In addition, a separate layer marked as internal oxidation zone (IOZ) is observed between scale and substrate, as shown in Figs. 5(a, b, c₂). Oxygen intruding into Nbss leads to the formation of this layer, which is featured by dark-gray Nbss matrix (~26.12 at.% O) and cracked silicide blocks. After oxidation at 900 °C for 10 h, numerous cracks are observed in the silicide of IOZ and propagate parallel to scale/substrate interface. The width of these cracks increases gradually and microcrack initiation occurs at the silicide/Nbss interface after oxidation for 50 h (Fig. 5(b)). After oxidation for 100 h, these cracks cross silicide blocks and then extend into Nbss matrix along the Nbss/silicide interface, eventually resulting in penetrative cracking of IOZ (Fig. 5(c₂)). Table 2 presents the chemical compositions of marked sites in Fig. 5(c₂). WDS analysis results show that oxygen content in Nbss matrix (IOZ) is about 28.50 at.%, much higher than that in silicide blocks (~4.79 at.%). Moreover, massive needle-like oxides (TiO₂, Al₂O₃ and Cr₂O₃), marked by a white arrow in Fig. 5(c₃), are also found in the Nbss matrix. Formation of these fine oxides and oxygen dissolving into Nbss matrix could lead to volume expansion of Nbss, then induce initiation and propagation of cracks in silicides, and eventually accelerate the oxidation process of the alloy.

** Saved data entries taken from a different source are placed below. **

Issue #53, opened 2023-03-29
High memory allocation


Bluebugs:
Harfbuzz shaper Shape() function does generate a large amount of memory allocation due to the call to harfbuzz.NewFont() at : https://github.com/go-text/typesetting/blob/main/shaping/shaper.go#L77 . I have done a quick/hacky local experiment by putting that font in a map cache and the resulting operation save significant amount of memory allocation and seems to also improve performance significantly.

Does anyone have an idea on what would be the proper approach to cache this font structure?

whereswaldon:
@benoitkugler Can that type be reused? If so, it does seem like it would be worthwhile to add tunable LRU caching for it.

PR #54, opened 2023-03-31
Cache harfbuzz fonts

benoitkugler:
This change (for #53) leverages the fact that the `HarfbuzzShaper` operates sequentially, so that modifying a `harbuzz.Font` is safe.
(It wouldn't be the case with concurrent use, since a same `*font.Font` may be used with different user provided settings).

A test/benchmark would be welcomed :)

### DIFF
--- a/shaping/shaper.go
+++ b/shaping/shaper.go
@@ -5,7 +5,6 @@ package shaping
 import (
 	"github.com/go-text/typesetting/di"
 	"github.com/go-text/typesetting/harfbuzz"
-	"github.com/go-text/typesetting/opentype/api/font"
 	"golang.org/x/image/math/fixed"
 )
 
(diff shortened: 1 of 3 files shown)


whereswaldon (changes requested):
I like the direction this is taking, but I have a resource use concern.

shaping/shaper.go
```diff
@@ -14,6 +15,8 @@ import (
 // for each operation.
 type HarfbuzzShaper struct {
 	buf *harfbuzz.Buffer
+
+	fonts map[*font.Font]*harfbuzz.Font
```
whereswaldon, line 19: I think we need to make this an LRU. As it stands, there's no upper bound on the quantity of memory this will take if you use the same `HarfbuzzShaper` for a long time within a single application.

benoitkugler: What should be the capacity of the cache ?

whereswaldon:
I've opened a suggestion PR against this branch: https://github.com/go-text/typesetting/pull/56

Let me know what you think. :D

whereswaldon (approved):
All of my concerns are addressed.

andydotxyz (approved):
Nice one, thanks for doing this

Table 2 Chemical compositions of marked sites in Fig. 5(c₂), determined by WDS analysis

3.4 Hot corrosion products

Figure 6 presents the XRD patterns of hot corrosion products formed on Nb-Si based alloys. It is shown that the hot corrosion products for 1 h are mainly composed of Nb₂O₅, TiO₂ and monoclinic NaNbO₃ (JCPDS 74-2441). In addition, some diffraction peaks from complex products of TiNb₂O₇ (JCPDS 39-1407), Na₂Nb₄O₁₁ (JCPDS 44-0060) and Na₂Nb₈O₂₁ (JCPDS 13-0329) are also detected on the XRD patterns of the hot corrosion products for 20-100 h. No XRD peaks from Si-containing products are found, possibly due to the formation of amorphous silicate [17,18]. Figure 7 shows the surface morphologies of Nb-Si based alloys after hot corrosion for 1 and 20 h. The loose scale is characterized by some dark nubbles distributing on the gray matrix, as shown in Figs. 7(a, a₁). The EDS results reveal that the dark phase is TiO₂ with a composition of 3.8Nb- 19.2Ti-0.6Si-2.4Cr-6.2Al-0.4Hf-0.1S-0.2Cl-3.0Na-64.1O (at.%), while the light gray matrix could be recognized as (Nb,Ti)-oxide, which has a composition of 13.2Nb-4.5Ti-1.7Si-4.0Cr- 3.8Al-0.9Hf-0.1S-0.1Cl-3.0Na-68.7O (at.%). Some small dark-gray (Na,Nb)-oxide particles are also found in the scale. With prolonging exposure time to 20 h, not only the dark TiO₂ nubbles coarsen but also the amount of (Na,Nb)-oxide particles increases. Besides, amorphous silicate is also observed underneath NaNbO₃ particles, as inserted in the lower left corner of Fig. 7(b₁). Moreover, serious cracking (Fig. 7(b)) and spallation (Fig. 2(a)) of scale occur after exposure in the molten salts.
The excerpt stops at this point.